Date | November 2010 | Marks available | 3 | Reference code | 10N.1.sl.TZ0.4 |
Level | SL only | Paper | 1 | Time zone | TZ0 |
Command term | Find | Question number | 4 | Adapted from | N/A |
Question
The diagram below shows the probabilities for events A and B , with \({\rm{P}}(A') = p\) .
Write down the value of p .
Find \({\rm{P}}(B)\) .
Find \({\rm{P}}(A'|B)\) .
Markscheme
\(p = \frac{4}{5}\) A1 N1
[1 mark]
multiplying along the branches (M1)
e.g. \(\frac{1}{5} \times \frac{1}{4}\) , \(\frac{{12}}{{40}}\)
adding products of probabilities of two mutually exclusive paths (M1)

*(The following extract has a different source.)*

PR #48, opened 2026-09-04
Cacheable: etag_with — fold request context (locale, fields, role) into the ETag + automatic Vary

VSN2015:
## Summary

The ETag derived from the resource's cache key alone. When the body also depends on the **request** — `I18n.locale` (Localizable), sparse fieldsets (Includable's `?fields=`), the caller's role — two different representations of one record shared a validator, and a client that switched locale and revalidated got a **304 for a body it had never seen**. `Vary` alone does not fix that: it keys shared caches on the header, but the client's own `If-None-Match` still matches the old ETag.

e.g. \(\frac{1}{5} \times \frac{1}{4} + \frac{4}{5} \times \frac{3}{8}\) , \(\frac{1}{{20}} + \frac{{12}}{{40}}\)
\({\rm{P}}(B) = \frac{{14}}{{40}}\) \(\left( { = \frac{7}{{20}}} \right)\) A1 N2
[3 marks]
appropriate approach which must include \({A'}\) (may be seen on diagram) (M1)
e.g. \(\frac{{{\rm{P}}(A' \cap B)}}{{{\rm{P}}(B)}}\) (do not accept \(\frac{{{\rm{P}}(A \cap B)}}{{{\rm{P}}(B)}}\) )
\({\rm{P}}(A'|B) = \frac{{\frac{4}{5} \times \frac{3}{8}}}{{\frac{7}{{20}}}}\) (A1)
\({\rm{P}}(A'|B) = \frac{{12}}{{14}}\) \(\left( { = \frac{6}{7}} \right)\) A1 N2
[3 marks]
Examiners report
While nearly every candidate answered part (a) correctly, many had trouble with the other parts of this question.
In part (b), many candidates did not multiply along the branches of the tree diagram to find the required values, and many did not realize that there were two paths for P(B). There were also many candidates who understood what the question required, but then did not know how to multiply fractions correctly, and these calculation errors led to an incorrect answer.
In part (c), most candidates attempted to use a formula for conditional probability found in the information booklet, but very few substituted the correct values.